PR #1083, opened 2023-05-29
PHPLIB-1115: Fix waitForSnapshot() for MongoDB 7.0+

jmikola:
https://jira.mongodb.org/browse/PHPLIB-1115

Using find instead of aggregate should ensure documents are available in the calling test case on 7.0+ servers.

### DIFF
--- a/tests/DocumentationExamplesTest.php
+++ b/tests/DocumentationExamplesTest.php
@@ -19,6 +19,7 @@ use function in_array;
 use function microtime;
 use function ob_end_clean;
 use function ob_start;
+use function usleep;
 use function var_dump;
 use function version_compare;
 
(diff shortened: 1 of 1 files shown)


jmikola:
The initial patch didn't address the test failure so I've moved this back to draft while I work on it further.

jmikola:
Note: test failures on mongodb-latest are due to [PHPLIB-1071](https://jira.mongodb.org/browse/PHPLIB-1071).

tests/DocumentationExamplesTest.php
```diff
@@ -1973,27 +1974,21 @@ private function waitForSnapshot(string $databaseName, string $collectionName):
         $collection = new Collection($this->manager, $databaseName, $collectionName);
         $session = $this->manager->startSession(['snapshot' => true]);
 
-        /* Retry until a snapshot query succeeds or ten seconds elapse,
-         * whichwever comes first.
-         *
-         * TODO: use hrtime() once the library requires PHP 7.3+ */
```
GromNaN, line 1979: This todo makes sense.
You can also remove the `microtime` calls and count 10000 iterations with 1ms sleep.

GromNaN (approved):

tests/DocumentationExamplesTest.php
jmikola: > count 10000 iterations with 1ms sleep.

Doing so wouldn't consider the time spent executing the FindOne operation.

> This todo makes sense

I don't recall my original intention behind adding a TODO for `hrtime()` (it wasn't discussed in https://github.com/mongodb/mongo-php-library/pull/900), but I gave this some thought when implementing this PR and couldn't see any reason to use it:

 * `microtime()` isn't deprecated and we don't need the precision offered by `hrtime()`
 * The variable return types for `hrtime()` seemed more complicated to work with
 * A monotonic timer is nice, but not necessary for a rarely used test method where we also don't need to worry about system clock changes

Side note: I did review the [7.3 polyfill](https://github.com/symfony/polyfill/blob/v1.27.0/src/Php73/Php73.php#L29) while working on this PR.

Having said all that, we do have many uses of `microtime()` in the test suite:

 * DocumentationExamplesTest
 * FindFunctionalTest
 * WatchFunctionalTest
 * UnifiedSpecTests/EventCollector and Loop (these should remain as-is)

The first three instances all pertain to calculating durations (actual timestamp isn't relevant) so I wouldn't object if you want to create a ticket to integrate `hrtime()` there.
□ □ □ □
◆ Exercise requirements
Search the data and copy each line containing "collectionName".

◆ Answer box
@@ -1973,27 +1974,21 @@ private function waitForSnapshot(string $databaseName, string $collectionName):
         $collection = new Collection($this->manager, $databaseName, $collectionName);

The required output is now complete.